5 Prisoner, maybe, one of an exclusive group (7)
INSIDER – a prisoner is “inside”.
6 Go faster, say, translating a trilogy (7,4)
FORSYTE SAGA – (GO FASTER SAY)*. I remember watching the TV series with Eric Porter, Kenneth More, Susan Hampshire and Nyree Dawn Porter, on Sundays in 1967-9; my parents were addicted but I probably didn’t fully appreciate it at the time (except for fancying Susan Hampshire). Apparently it was the first TV to be sold to Russia (then USSR) by the BBC.
7 One presenting an unwelcome task left incomplete by crew (9)
ANCHORMAN – AN, CHOR(E), MAN = crew.
8 Swallowing 10cl, neat, may make one this? (6)
TIDDLY – 10 cl make a decilitre or dl, insert dl into TIDY = neat.
9 Screw top of jar I dropped into real mess (6)
JAILER – J(AR), I inside (REAL)*.
13 A cat may be very nervous (4,7)
HAVE KITTENS – double definition.
16 Sort of door sadly unproved to secure area (2-3-4)
UP-AND-OVER – (UNPROVED A)*, A from area.
18 Assembly workers eating the last of their fried food (8)
FRITTERS – FITTERS has R (last of their) inserted.
20 On application obtain perhaps licence to kill (4,3)
TAKE OUT – double definition.
21 Airline no longer flying over a country (6)
PANAMA – PAN AM (defunct airline), A.
22 Intensify struggle over stupid person abandoning pet (4,2)
WARM UP – WAR (struggle) then MUPPET (stupid person) loses PET. I had a few possibilities for this with PUP involved, such as RAMP UP, but this one works best.
25 A month’s said to be stunning (5)
AMAZE – sounds like A MAY’S.
28 Happens to be over ten? Apparently not (3)
SIX – IS = happens to be, “over” = SI, X = ten.

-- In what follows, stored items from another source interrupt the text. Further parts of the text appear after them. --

PR #5487, opened 2026-08-19
us_nv / us_nc med_exclusions: provider schema and controlling-interest names

nvmbrasserie:
Splits the `us_nv_med_exclusions` and `us_nc_med_exclusions` work out of #5484 so it can be reviewed on its own.

Both lists pair each excluded provider with the people who hold a controlling interest in it, and both were tripping `Ownership:asset should reference Asset`. Satisfying that by calling the provider a `Company` is a claim the source never makes — which is how Nevada ended up emitting a practitioner as both a `Company` and a `Person`, giving `No common schema: Company and Person` in the dataset run and in the `default` collection. Each commit here decides the schema from what the columns actually say.

### us_nv_med_exclusions

- **Don't make a practitioner a Company.** The self-ownership check compared names within a row, so Roderick Hill slipped through: he co-owns Zion Safe Haven with Joyce M. Hill, so his own row names her, not him, while the Zion row names him as a holder. The check now reads the controlling-interest column across the whole list — a provider the list names as a holder anywhere is a person, so no schema upgrade and no ownership edge. Of 470 rows with a holder, 8 providers appear in the column; only Roderick Hill's behaviour changes.
- **One holder per controlling-interest name.** Cells listing several holders arrived as one person carrying every name ("Jini Muhammad / Dominick Hurd", "Michael Hobbs / Regina Hobbs" — ten of them, each also short an ownership edge). They now split per line, 473 edges against 462. Two cells where the line break isn't a separator are spelled out in a lookup. Two cells name a business rather than a person ("PHC Hospice LLC", "OneCare Health Services, LLC"), so the holder's schema comes from `rigour`'s `extract_org_types` instead of the column heading.
- **Don't read a credential as a legal form.** `extract_org_types` reads a generational suffix as a legal form — "Claude Arthur Verbal II" comes back as `('II', 'ii')` — and `OD` and `PT` go the same way, both credentials a holder on a medical list plausibly carries. Filtered out; output unchanged on the current list.

### us_nc_med_exclusions

- **Give the provider the schema its row implies.** Both warnings were `Ownership:asset` pointing at a non-Asset, 88 references at a `Person` and 85 at a `LegalEntity`, with a different cause each. 91 of the 178 rows name the provider as their own owner (ALFRED KWASI FOLUKE owned by ALFRED KWASI FOLUKE); those are practitioners, which is what resolution was working out by merging each pair into a `Person`. The provider now carries `Person` directly and there's no ownership edge — one record per practitioner instead of two. The other 87 providers are unambiguously businesses (1ST CHOICE HEALTHCARE SERVICES LLC, ANGELS HOME HEALTH, MARCIA L REMENTER DMD PA), so they get `Company`, which is also an `Asset`. Both `LegalEntity` buckets are empty now, so the bounds move to the two schemata that hold providers plus `entity_count`.

### Verification

Crawl, validate and export clean on both, `issues.log` empty, `mypy --strict` and `ruff` clean.

| | before | after |
|---|---|---|
| us_nv | 6 assemble errors, 469 range warnings | none; 1758 things (LegalEntity 913, Person 470, Company 375) |
| us_nc | 2 range warnings over 173 refs | none; 233 things (Person 164, Company 69) |

Nevada was verified with the two Zyte calls substituted for direct fetches, since there's no API key locally.

### Known limits

The Nevada guard is exact-match evidence and sees only this dataset, so it narrows the `Company`/`Person` conflict rather than closing it: a holder spelled differently from their provider row still slips through (this very PDF has "Monteray Sellers" vs "Monteray Sellars"), and cross-dataset resolution can't be anticipated from within the file. Closing the class means dropping `Ownership` for `UnknownLink`, which trades away the ownership semantics for the ~460 rows that really are businesses — worth deciding once across the `us_*_med_exclusions` family rather than per state.

### DIFF
--- a/datasets/us/nc/med_exclusions/us_nc_med_exclusions.yml
+++ b/datasets/us/nc/med_exclusions/us_nc_med_exclusions.yml
@@ -31,18 +31,25 @@ data:
 
 dates:
   formats: ["%m/%d/%Y"]
-# Individual providers arrive twice, as the excluded LegalEntity and as the Person who
-# owns it, and dedupe merges the pair into a Person - so LegalEntity drains into Person.
+# A provider given as their own owner is a Person and the rest are Companies, so every
+# provider carries one of the two schemata and nothing is left in the LegalEntity bucket.
 assertions:
   min:
+    entity_count: 180
     schema_entities:
-      LegalEntity: 50
-      Person: 100
+      Person: 120
+      Company: 40
   max:
+    entity_count: 350
     schema_entities:
-      LegalEntity: 300
       Person: 250
+      Company: 150
 lookups:
+  type.name:
+    options:
+      # The ownership column names the person, and repeats what they trade as
+      - match: 'ROSALIND CURRENCE BLAND d\b\a ABUNDANT LOVE HOME CARE SERVICES'
+        value: ROSALIND CURRENCE BLAND
   type.identifier:
     options:
       - match: # NPI/ATYPICAL ID in the source
--- a/datasets/us/nv/med_exclusions/crawler.py
+++ b/datasets/us/nv/med_exclusions/crawler.py
@@ -8,6 +8,14 @@ from zavod import Context, helpers as h
 from zavod.extract import zyte_api
 
 CONTROLLING_INTEREST = "persons_with_controlling_interest_of_5_or_more"
+# rigour reads each of these as a legal form, but on a medical provider they are a
+# generational suffix or a credential: "Claude Arthur Verbal II", "Gary Ridenour OD".
+PERSON_SUFFIXES = {"ii", "iii", "iv", "od", "pt"}
+
+
+def is_business(name: str) -> bool:
+    """Whether a name carries a legal form, which a person's name doesn't."""
+    return any(norm not in PERSON_SUFFIXES for _, norm in extract_org_types(name))
 
 
 def controlling_interest_holders(context: Context, value: str | None) -> list[str]:
@@ -68,7 +76,7 @@ def crawl_item(
 
         for holder in holders:
             # The column says persons, but a couple of cells name a business.
-            owner = context.make("Company" if extract_org_types(holder) else "Person")
+            owner = context.make("Company" if is_business(holder) else "Person")
             owner.id = context.make_id(holder, entity.id)
             owner.add("name", holder)
             owner.add("country", "us")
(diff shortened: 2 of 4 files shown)


datasets/us/nv/med_exclusions/crawler.py
```diff
@@ -1,12 +1,40 @@
...
+
+    A cell names one holder per line, except where a line break falls inside a name
+    or where two names run together with no separator at all. The lookup spells those
+    out, since nothing in the cell distinguishes them.
+    """
+    if not value:
+        return []
+    result = context.lookup("controlling_interest", value)
+    names = result.values if result is not None else value.split("\n")
+    return [name.lstrip("&").strip() for name in names if name.strip("& ")]
```
jbothma, line 32: wht do you think of making the lookup warn if len(h.multisplit(value, "\n ")) >= 4 but no lookup matches? That should have discovered the current cases, right?

datasets/us/nc/med_exclusions/us_nc_med_exclusions.yml
```diff
@@ -31,18 +31,25 @@ data:
 
 dates:
   formats: ["%m/%d/%Y"]
-# Individual providers arrive twice, as the excluded LegalEntity and as the Person who
-# owns it, and dedupe merges the pair into a Person - so LegalEntity drains into Person.
+# A provider given as their own owner is a Person and the rest are Companies, so every
+# provider carries one of the two schemata and nothing is left in the LegalEntity bucket.
```
jbothma, line 35:
```suggestion
# A provider given as their own owner is a Person and the rest are Companies, so every
# provider carries one of those two schemata.
```

datasets/us/nc/med_exclusions/us_nc_med_exclusions.yml
```diff
@@ -31,18 +31,25 @@ data:
...
     schema_entities:
-      LegalEntity: 300
       Person: 250
+      Company: 150
 lookups:
+  type.name:
+    options:
+      # The ownership column names the person, and repeats what they trade as
+      - match: 'ROSALIND CURRENCE BLAND d\b\a ABUNDANT LOVE HOME CARE SERVICES'
+        value: ROSALIND CURRENCE BLAND
```
jbothma, line 52: how about using name cleaning for this? there's also `DR. FIDELIS SIMPLUS AKAGHA/BRADLELY HOMES` but the question is how we'll detect new ones

jbothma (approved):
perhaps nv can get a little company asserstion

pudo:
Would this be a good testing ground for `Control`?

88 comments on “Times 27885 – add time to reminisce.”

  1. 38 minutes with a couple of less than familiar words clued by generous wordplay, REHOBOAM and DIFFRACT. Actually I vaguely remembered ‘diffraction of light’ from my schooldays but had no idea it was spelt that way though I suppose I must have known it at the time. I’d have spelt it ‘defraction’ if someone had asked me yesterday.

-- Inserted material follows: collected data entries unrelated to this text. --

PR #5488, opened 2026-08-19
tm_mejlis: account for every field on the deputy profile

### LINKED ISSUE #5489: [tm_mejlis] mejlis.gov.tm unreachable from our network path (Zyte 421)
`mejlis.gov.tm` is unreachable from our network path, and has been intermittently since June. The site itself is up.

## Current failure

Failing for 3 consecutive runs since 2026-08-19 11:33. Last success `20260729094248-gkz` (2026-07-29 09:42), first of this batch `20260819113314-onm`, latest `20260819113440-ift`.

```
Runner failed with HTTPError on https://api.zyte.com/v1/extract
response_code=421
response_text={"type":"/website/connection-error","title":"Website Connection Error","status":421,
  "detail":"Failed to establish a network connection to the website. This could be due to the
  server being down or network connectivity issues. Verify the website is operational and accessible."}
```

## What I probed

- **Direct fetch, from a laptop in Europe, just now**: `https://mejlis.gov.tm/convocation?lang=en` → `200`, 101,083 bytes, 2.9s. A deputy profile → `200`, 52,030 bytes, 0.6s. So the server is serving content and the outage is in the path, not the host.
- **DNS**: resolves to `216.250.11.241`, MX `mail.sanly.tm`. No NXDOMAIN, nothing stale.
- **Zyte**: can't be probed without the API key, but the 421 is Zyte's own report that *it* failed to open a connection to the host — not a block page, not a challenge, not a 403.

## History — the same symptom on both transports

Before we moved to Zyte, the production runner failed the same way directly:

```
20260629135214-cdj, 20260721160321-buf:
Runner failed with ConnectionError
HTTPSConnectionPool(host='mejlis.gov.tm', port=443): Max retries exceeded with url:
/convocation?lang=en (Caused by NewConnectionError(...))
```

That's what prompted #4909 ("[tm_mejlis] Try running via zyte"), closed 2026-07-23 when 7eb67fec7 switched the crawler to the Zyte API. It bought two successful runs on 23 July and one on 29 July — and that 29 July success came after five failures the same hour, so it was already flaky rather than fixed.

So: our runner couldn't open a TCP connection in June and July, Zyte's exit can't open one now, and the host answers a European consumer connection fine. The reading that fits all three is a host that is intermittently unreachable from commercial/hosting networks — and one that recovers on its own, since it has done so twice.

## Why this is an outage rather than a fix

No crawler change makes a TCP connection succeed. Retrying is what has worked historically, and this dataset is on a monthly schedule, so there's little cost to waiting.

One code-side hypothesis is open as #5488: both fetches ask Zyte for `geolocation: TM`, on the theory that a Turkmenistan exit reaches a host that drops foreign traffic. That's untested — no API key locally — so it's a candidate, not a fix, and it shouldn't hold up marking this as an outage.

nvmbrasserie:
Splits the `tm_mejlis` refactor out of #5484 so it can be reviewed on its own. No output change — same 249 entity ids, no property-value differences.

### Strict interpretation

The profile's five `label:` rows were read one at a time by a helper that returned `None` when a label was missing, and only `Year of Birth` was ever asked for, so the other four went out silently. They now go into a `dict[str, Element]` keyed by label, each field is popped where it's used, and `context.audit_data(fields, ignore=["Position", "Committee"])` closes the record — a renamed or added label warns instead of vanishing. Values keep their markup, which lets the constituency and the biography come out of their own popped block rather than a second top-level selection.

Three more places went from silence to a signal:

- the birth year was filtered through `^\d{4}$` and dropped without a word, where `h.apply_date` warns and keeps `original_value`;
- the constituency was `if len(district) > 0`, now `h.xpath_element`, which raises;
- the id regex on each roster href was `if match is not None`, now an `assert`, since the selector already required `single-deputy/`.

All 124 profiles carry exactly one name, one district and five labelled rows today, so none of these fire.

### Structure and HTTP

`parse_deputy_links` returns the href the roster publishes instead of rebuilding it from a hardcoded host, and dedupes with `setdefault`. Both fetches now ask Zyte for `httpResponseBody` from `geolocation: TM`: the raw body carries all 124 links, so the roster was paying for a browser render it doesn't need, and the location is the open question behind the `421 /website/connection-error` that has failed the last three production runs. Types move to `zavod.util.Element`, which is what the `h.xpath_*` helpers and Zyte's `fetch_html` speak.

### Left unmapped, deliberately

`Position:` gives a committee role for 52 of the 124 deputies ("Member of the Committee on social policy of the Mejlis of Turkmenistan") and an outside job for the rest ("Therapist at Bayramaly etrap hospital"), with deputy 39 carrying both spliced into one string — one field, two meanings, so it stays in the `ignore` list with that written down. The dataset description claimed the dataset records the committee, which it never did, so that claim is gone. The `http.user_agent` block goes too: `zyte_api` sends its own agent, and the site serves a plain request with no agent at all, so the comment about it rejecting the default was wrong as well.

### Verification

Crawl, validate and export clean, `issues.log` empty, `ruff` and `mypy --strict` clean. Person 124, Position 1, `tm` 125 — all inside the assertions.

**Untested:** the Zyte transport. Every local run substituted `zyte_api.fetch_html` with a direct fetch, since there's no API key here, so `geolocation="TM"` against the live 421 wants one manual `zavod crawl` with the key before merge.

Follow-up worth having: each biography opens with `Date and place of birth: 7 January 1988, city of Ashgabat`, so the full birth date and birth place are there for the taking — both "essential when the source provides them" per the data priorities, against the year-only field used today.

### DIFF
--- a/datasets/tm/mejlis/crawler.py
+++ b/datasets/tm/mejlis/crawler.py
@@ -1,84 +1,97 @@
 import re
-from lxml.html import HtmlElement
 
 from zavod import Context, helpers as h
 from zavod.entity import Entity
-from zavod.stateful.positions import PositionCategorisation, categorise
 from zavod.extract.zyte_api import fetch_html
+from zavod.stateful.positions import PositionCategorisation, categorise
+from zavod.util import Element
 
+DEPUTY_LINK_XPATH = "//a[contains(@href, 'single-deputy/')]"
+# Deputy profile links look like ``single-deputy/168?lang=en``; the number is the
+# stable source id we key the person entity on.
 DEPUTY_RE = re.compile(r"single-deputy/(\d+)")
-YEAR_RE = re.compile(r"^\d{4}$")
 
 
-def parse_deputy_ids(doc: HtmlElement) -> list[str]:
-    """Collect the deputy ids linked from the convocation roster page, in order."""
-    ids: list[str] = []
-    for href in h.xpath_strings(doc, "//a[contains(@href, 'single-deputy/')]/@href"):
+def parse_deputy_links(doc: Element) -> dict[str, str]:
+    """Map the id of each deputy linked from the convocation roster to their profile."""
+    links: dict[str, str] = {}
+    for href in h.xpath_strings(doc, f"{DEPUTY_LINK_XPATH}/@href"):
         match = DEPUTY_RE.search(href)
-        if match is not None and match.group(1) not in ids:
-            ids.append(match.group(1))
-    return ids
+        assert match is not None, href
+        links.setdefault(match.group(1), href)
+    return links
 
 
-def field_value(right_block: HtmlElement, label: str) -> str | None:
-    """Return the text of the profile's `label:` row value, if present."""
+def parse_profile_fields(right_block: Element) -> dict[str, Element]:
+    """Read the profile's ``label:`` rows, keyed by label without the colon.
+
+    The profile is a vertical label/value list rather than a column-oriented table,
+    so `h.parse_html_table()` doesn't fit. The values keep their markup: both the
+    constituency and the biography are structured inside their own value block.
+    """
+    fields: dict[str, Element] = {}
     for row in h.xpath_elements(
         right_block, ".//div[contains(@class, 'key_value_wrapper')]"
     ):
-        key = h.element_text(h.xpath_element(row, ".//span[@class='key']")).rstrip(":")
-        if key == label:
-            return h.element_text(
-                h.xpath_element(row, ".//*[contains(@class, 'value')]")
-            )
-    return None
+        label = h.element_text(h.xpath_element(row, ".//span[@class='key']"))
+        value = h.xpath_element(row, ".//*[contains(@class, 'value')]")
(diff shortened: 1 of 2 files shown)


nvmbrasserie:
Blocked on verification against the live site: `mejlis.gov.tm` is unreachable from our network path right now — see #5489, filed as an outage.

That issue is also the evidence behind the `geolocation: TM` in this PR. The production runner failed with `ConnectionError`/`NewConnectionError` on direct fetches in June and July, Zyte's exit now fails with `421 /website/connection-error`, and the host answers a European consumer connection fine (`200`, 101 KB, checked just now). So `geolocation: TM` is a hypothesis about which exit can reach the host, not a verified fix — it wants one `zavod crawl` with `OPENSANCTIONS_ZYTE_API_KEY` set, once the path is back up, before this merges.

The parsing changes here are independent of that and are verified: crawl, validate and export clean with the two Zyte calls substituted for direct fetches, and no property-value differences against the pre-refactor baseline.

nvmbrasserie:
closing due to the deprecation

    I missed the parsing of TIDDLY.

    ON ME’S SAGE was great, and only fully appreciated when I realised there wasn’t an un-clued S in the middle, as had been my first assumption.

    Edited at 2021-01-27 05:54 am (UTC)

  2. FOI DIFFRACT, LOI AMAZE.
    Oops, I neglected to parse ON MESSAGE. Thanks!
    I thought HAVE KITTENS was just the cutest expression… But then I found this:

    “The idiom is attributed as an established idiom in 1918. According to the BBC, particularly painful pregnancies were thought to be as a result of a witch’s curse. Instead of being with child, the woman was thought to have kittens inside her, clawing to get out.”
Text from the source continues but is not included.